HERMAN SWARTZ. Motive: dislike, or unknown. Opportunity: nil, according to his alibi. Remarks: seems to be impossible.
PETER HATTON. Motive: jealousy, and intense dislike. Opportunity: only in conjunction with Mary Lewis (see below). Remarks: method does not seem to be one that would be favoured by Hatton. If P. had been killed by violence there would have been strong reason to suspect him.
MARY LEWIS. Motive: hatred and anger at P.’s behaviour. Opportunity: see Hatton above. Remarks: “poisoning is a woman’s crime.” This statement is not true; percentage of women poisoners over men admitted but all the same method one used by large number of men.
X. Motive: unknown. Opportunity: unknown. Remarks: it is impossible to make remarks on an unknown quantity—except for the sake of making the remarks.

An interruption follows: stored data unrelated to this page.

PR #1916, opened 2022-09-29
[Feature] Added capability to add special tokens in GPT2BPEEncoder and avoid splitting on them

reachsumit:
## Description

Add add_special_tokens feature to GPT2BPETokenizer

This change is targeted towards a requirement posted internally. It adds a new function `add_special_tokens` to `GPT2BPETokenizer` in order to enable the user to specify a dictionary of token that should not be changed during tokenization. Any newly specified token shall also be added to the vocabulary.

The functionality is same as HuggingFace's `add_special_tokens` feature.

## Types of changes

## Changes made
* Made changes to C++ code (`GPT2BPEEncoder` class) to support the `add_special_tokens` functionality. Also added the logic to ensure those special token are not split during tokenization.
* Updated torch bindings and py bindings as required.
* Added `add_special_tokens` function to Python interface (`GPT2BPETokenizer` class).
* Added unit test to extensively test the tokenization process.

## Testing
* Verified tokenization output to be consistent with HuggingFace's tokenizer.
* No issue identified with any of the unit tests.


torchtext/csrc/gpt2_bpe_tokenizer.h
```diff
@@ -55,8 +58,13 @@ struct GPT2BPEEncoder : torch::CustomClassHolder {
  private:
   const int64_t inf_;
   // Encode byte into an unicode character.
-  std::vector<std::string> ByteEncode_(std::string token);
+  std::vector<std::string> ByteEncode_(
+      std::string token,
+      bool is_never_split_token);
   int64_t GetBPEMergeRank_(std::string pair);
+  int64_t added_to_vocab_tokens_count;
+  //   std::set<std::string> bpe_never_split_set_;
```
joecummings, line 66: Remove uncommented code

torchtext/transforms.py
```diff
@@ -1,7 +1,7 @@
 import json
 from copy import deepcopy
 from functools import lru_cache
-from typing import Any, List, Optional, Tuple, Union
+from typing import Any, Dict, List, Optional, Tuple, Union
```
joecummings, line 4: Use more general `Mapping`

torchtext/transforms.py
```diff
@@ -349,6 +359,26 @@ def _tokenize(self, text: str) -> List[str]:
         """
         return self.bpe.tokenize(text)
 
+    def add_special_tokens(self, special_tokens_dict: Dict[str, Union[str, List[str]]]) -> int:
```
joecummings, line 362: How did you decide on this implementation? As I remember from the post, the inspiration was primarily from HuggingFace's implementation: https://huggingface.co/docs/transformers/internal/tokenization_utils#transformers.SpecialTokensMixin.add_tokens

reachsumit: This implementation is very similar to the HuggingFace's. 

For HuggingFace:
* Mixin defines the special tokens, and the structure enforced on the input: https://github.com/huggingface/transformers/blob/main/src/transformers/tokenization_utils_base.py#L896
* `PreTrainedTokenizer` keeps a separate encoder map for special tokens that are added later: https://github.com/huggingface/transformers/blob/main/src/transformers/tokenization_utils.py#L430 (also creates a trie to save all those tokens that are not to be split: https://github.com/huggingface/transformers/blob/main/src/transformers/tokenization_utils.py#L445)
* Added tokens encoder map is checked first when doing encoding: https://github.com/huggingface/transformers/blob/main/src/transformers/tokenization_utils.py#L586
* Regex based approach is used to distinguish between non-special and special tokens: https://github.com/huggingface/transformers/blob/3f936df66287f557c6528912a9a68d7850913b9b/src/transformers/tokenization_utils.py#L511

Of course, HuggingFace's implementation is more generic and is extensible to all of their tokenizers through inheritance. `GPT2Tokenizer` inherits `PreTrainedTokenizer` which inherits `PreTrainedTokenizerBase`, which implements two mixins: SpecialTokensMixin, PushToHubMixin. Comparatively torchtext's tokenizers all inherit `nn.Module` with their respective (and fairly separated imo) C++ implementation.

This pull request is the minimal implementation of their general Python approach. That's why I kept the Python API to be the same. A more general implementation is possible as C++ supports multiple inheritance. But it might take a bit more time and require a broader discussion with your team.

torchtext/transforms.py
reachsumit: done. Thank you!

torchtext/csrc/gpt2_bpe_tokenizer.h
reachsumit: Thanks, Joe! I removed the comment.

torchtext/csrc/gpt2_bpe_tokenizer.cpp
```diff
@@ -282,14 +364,47 @@ std::vector<int64_t> GPT2BPEEncoder::Encode(const std::string& text) {
...
+      continue;
+    bpe_never_split_set_.insert(token);
+    if (!bpe_encoder_.contains(token)) {
+      added_tokens_encoder.insert(
+          token, bpe_encoder_.size() + added_tokens_encoder.size());
+      newly_added++;
+    }
+  }
+
+  added_to_vocab_tokens_count += newly_added;
```
Nayef211, line 404: I might be missing something here but where exactly is this variable used?

torchtext/csrc/gpt2_bpe_tokenizer.cpp
```diff
@@ -61,28 +63,94 @@ std::vector<std::string> gpt2_bpe_pre_tokenizer(std::string input) {
...
+          } else { // push last whitespace char as a token if it is not a space
+            tokens.push_back(token.substr(token.length() - 1));
+          }
+        }
+      } else if (prepend_space) {
+        tokens.push_back(" " + token);
+        prepend_space = false;
+      } else {
+        tokens.push_back(token);
+      }
```
Nayef211, line 153: I'm having a bit of a hard time following all of the additional logic to this method. Having a more detailed explanation via code comments + adding a few lines to the commented pseudocode would really help with readability for someone that is new to our codebase.

Nayef211 (commented):
Thanks @reachsumit for taking the time to implement a highly requested feature to GPT2BPEEncoder. Let me know if my comments make sense. Happy to also have some offline discussions as needed before approving this PR! 😄

torchtext/csrc/register_pybindings.cpp
```diff
@@ -179,6 +179,16 @@ PYBIND11_MODULE(_torchtext, m) {
...
+      .def(
+          "add_special_tokens",
+          [](const c10::intrusive_ptr<GPT2BPEEncoder>& self,
+             const std::unordered_map<std::string, std::string>& items,
+             const std::vector<std::string>& additional) {
+            c10::Dict<std::string, std::string> d;
+            for (const auto& item : items)
+              d.insert(item.first, item.second);
+            return (self->AddSpecialTokens(d, additional));
+          })
```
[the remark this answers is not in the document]
reachsumit: I originally tried using the `std::unordered_map`, but I get the following compilation error (`unsupported input type: std::unordered_map<Key, Value>. Please use Dict<Key, Value> instead.`) on doing so.

```
/Users/sumitkumar/mambaforge/envs/bootcamp-rl/lib/python3.10/site-packages/torch/include/ATen/core/boxing/impl/make_boxed_from_unboxed_functor.h:164:5: error: static_assert failed "You tried to register a kernel with an unsupported input type: std::unordered_map<Key, Value>. Please use Dict<Key, Value> instead."
    static_assert(AllowDeprecatedTypes,
    ^             ~~~~~~~~~~~~~~~~~~~~
```

So, I switched to `c10::Dict` instead. But it turned out that the Python dictionary doesn't directly convert to our custom `c10:Dict` map, and it gives me following error if I try to do so.

```
TypeError: add_special_tokens(): incompatible function arguments. The following argument types are supported:
    1. (self: torchtext._torchtext.GPT2BPEEncoder, arg0: c10::Dict<std::__1::basic_string<char, std::__1::char_traits<char>, std::__1::allocator<char> >, long long>) -> int

Invoked with: <torchtext._torchtext.GPT2BPEEncoder object at 0x12428de70>, {}

Did you forget to `#include <pybind11/stl.h>`? Or <pybind11/complex.h>,
<pybind11/functional.h>, <pybind11/chrono.h>, etc. Some automatic
conversions are optional and require extra headers to be included
when compiling your pybind11 module.
```

So, I chose to pass Python `dict` to C++ `unordered_map`, but convert it bindings to avoid the first error. This is similar to the logic for constructor.

torchtext/csrc/gpt2_bpe_tokenizer.cpp
```diff
@@ -61,28 +63,94 @@ std::vector<std::string> gpt2_bpe_pre_tokenizer(std::string input) {
   // - ELSE, add token to return list
```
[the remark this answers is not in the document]
reachsumit: I added more comments in `AddSpecialTokens` to indicate the usage of this set.

torchtext/csrc/gpt2_bpe_tokenizer.cpp
reachsumit: I originally meant to use this variable to return the vocab size (original encoder size + added encoder size), similar to how HuggingFace API provisions it. But it appears that we don't really have any existing requirement for fetching size, so I just removed it in the latest commit.

torchtext/csrc/gpt2_bpe_tokenizer.cpp
reachsumit: Sorry, for the confusion. I agree that the logic is complex to understand just by looking at the code. I added some detailed explanation and example on the steps in the latest commit. Let me know if that is sufficient or any further details would help.

torchtext/csrc/gpt2_bpe_tokenizer.cpp
```diff
@@ -61,28 +63,122 @@ std::vector<std::string> gpt2_bpe_pre_tokenizer(std::string input) {
...
-    if (is_whitespace(token)) {
-      prepend_space = false;
-      if (inp.empty()) { // token is last token
-        tokens.push_back(token);
-      } else {
-        if (token.length() > 1) {
-          tokens.push_back(token.substr(0, token.length() - 1));
+  std::vector<std::string> index_matches;
+
+  /* Notes on handling Special Tokens:
```
reachsumit, line 69: This thread is also very helpful for understanding spacing in BPE tokenization: https://discuss.huggingface.co/t/bpe-tokenizers-and-spaces-before-words/475

torchtext/transforms.py
```diff
@@ -349,6 +359,26 @@ def _tokenize(self, text: str) -> List[str]:
...
+        :rtype: int
+        """
+        for key in special_tokens_dict.keys():
+            assert (
+                key in self.SPECIAL_TOKENS_ATTRIBUTES
+            ), f"Key '{key}' is not in the special token list: {self.SPECIAL_TOKENS_ATTRIBUTES}"
+
+        return self.bpe.add_special_tokens(
+            {k: v for k, v in special_tokens_dict.items() if k != "additional_special_tokens"},
+            special_tokens_dict.get("additional_special_tokens", []),
```
reachsumit, line 379: The reason for keeping standard special tokens separate from "additional" special tokens is to be able to easily provision access to those standard tokens later. (like this: https://github.com/huggingface/transformers/blob/main/src/transformers/tokenization_utils_base.py#L979).

torchtext/transforms.py
```diff
@@ -294,6 +294,16 @@ class GPT2BPETokenizer(Module):
     def __init__(self, encoder_json_path: str, vocab_bpe_path: str, return_tokens: bool = False) -> None:
         super().__init__()
         self._seperator = "\u0001"
+        self.SPECIAL_TOKENS_ATTRIBUTES = [
```
joecummings, line 297: These special tokens are fairly common across all tokenizers. Would it make sense to pull these out into `commons` or `utils` so that we can reuse them across multiple transforms? cc @Nayef211

reachsumit: I moved `SPECIAL_TOKENS_ATTRIBUTES` to `utils` in latest commit.

Nayef211: @mthrok taught me about the [YAGNI principle](https://en.wikipedia.org/wiki/You_aren%27t_gonna_need_it) which I believe is quite applicable here. Let's not move these out into `commons` or `utils` until we see a concrete case where they can be reused. I also think it would make more sense for `SPECIAL_TOKENS_ATTRIBUTES` to be a class variable of `GPT2BPETokenizer` rather than an instance variable as these attributes would not be changing across instances. Lmk if this makes sense.

torchtext/csrc/gpt2_bpe_tokenizer.cpp
Nayef211: I think the explanation you added really helps with the code readability, thanks!

Nayef211 (approved):
Thanks for addressing all the comments @reachsumit! The changes LGTM other than a few nits. I will merge this PR once those are resolved!

reachsumit:
Thanks for your comments, @Nayef211 ! I addressed them in the latest commits and also rebased the change on latest main branch. Let me know if in case of any concerns.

When the paper had gone round the table my uncle looked at us over the top of his glasses and beamed in a friendly way. “Hey,” he boomed and the frightened-looking waiter popped his head in at the door. “Beer in tankards.” When the beer had arrived and we were drinking it slowly, he looked up from the list and mumbled, “Well, I don’t know what you think, but for the present I’d like to keep our friend X out of it. He’s such a strange chap, and he only appears in the worst detective stories when the author cannot think of a way in which to link up one of the suspects with the murder, havin’ provided him with too good an alibi. So we come to the unpleasant fact that it would seem that one of us here, or Professor Silver, committed the murder, or, at least, we’ve got to prove that none of the people on this list could possibly have killed Porter. I’m sorry to be so blunt but it’s an unpleasant fact and we must face it, for you’ll find that the police will presumably come to the same conclusion. Of course, it would be pleasant if we could find an X or if, say, Silver during a brainstorm had decided to murder his best friend. But, an’ it’s a big but, this murder was fairly carefully planned.”